UnitedHealthcare sent the notice to members July 31, MedCity News reports. Descovy and Truvada are both made by Gilead, but Descovy, a newer drug, has been shown to have fewer side effects. The Minnesota-based insurer also noted that a generic version of Truvada will be available September 30, and it will be covered with no out-of-pocket cost.

It will make exceptions for Descovy coverage if plan members get prior authorization, but there may be some increase in cost, the notice said.

The move may affect Gilead’s bottom line. The drugmaker had reported that Descovy sales rose from $700 million in the first half of 2019 to $875 million in the same period this year, all due to U.S. sales for use as PrEP after the drug was approved for that purpose last October.
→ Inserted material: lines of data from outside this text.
PR #220, opened 2016-04-28
WIP: dont route to NServiceBus.SqlServer.CallbackQueue for audit messages

### LINKED ISSUE #202: Audit message is sent to the address from `NServiceBus.SqlServer.CallbackQueue` header
### Symptoms

Audit message is sent to the address from `NServiceBus.SqlServer.CallbackQueue` header.

### Who's affected

All users of version 3 who also have endpoints using version 2.

### Root cause

The legacy callback handling behavior overrides the destination in the routing stage if the *incoming* message is a reply. The intent of the author was probably to override it if the current message being sent is a reply. This stage happens to be executed also for non-user messages like audits and errors. In this case the audit message is redirected to the destination from the legacy callback queue header. Even if the intent was checked on the current message it would not work because it would override the destination of audited or forwarded replies.

### Repro

Run the SQLServer/NHibernate outbox sample with V2 version of `Receiver` and V3 version of `Sender` to notice `Receiver` blowing up with unexpected message (which has been routed to it instead of the audit queue)

### Plan of attack

 * [ ] Evaluate a solution which copies the value from callback queue header to `ReplyTo` header in the message pump
 * [ ] Evaluate a solution which copies the value from callback queue header to `ReplyTo` header in the handling stage (before executing the handlers)
 * [ ] Copy the fix to RabbitMQ transport

SimonCropp:
fixes #202

### DIFF
--- a/src/NServiceBus.SqlServer/Legacy/Callbacks/OverrideOutgoingReplyAddressBehaviorBasedOnLegacyHeader.cs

The increase helped make up for decreases in other sales in the second quarter of 2020, Gilead reported.

Gilead officials told MedCity News they do not comment on specific arrangements with insurers but released this statement: “Attempts to reverse or interfere with decisions already made by patients and providers may further complicate an individual’s decision to use PrEP and jeopardize ongoing efforts to curb new HIV infections and end the epidemic.”

However, a doctor told the site that the action may result in wider use of PrEP, given that there will be no out-of-pocket cost for generic Truvada. “If I had to make a choice, and I had a bucket of money to spend to prevent HIV in the United States, and I’m the New York City health department or New York Medicaid or any other struggling healthcare payer, I think that from a population perspective, offering more people a lower-cost drug at zero cost sharing is a trade-off I’d be willing to make for this change,” said Dr. Mark Fendrick, director of the University of Michigan’s Center for Value-Based Insurance Design.

He added, however, that “there will be some people, because the drugs are not identical, who will not have desired outcomes that they would have achieved on the branded drug.”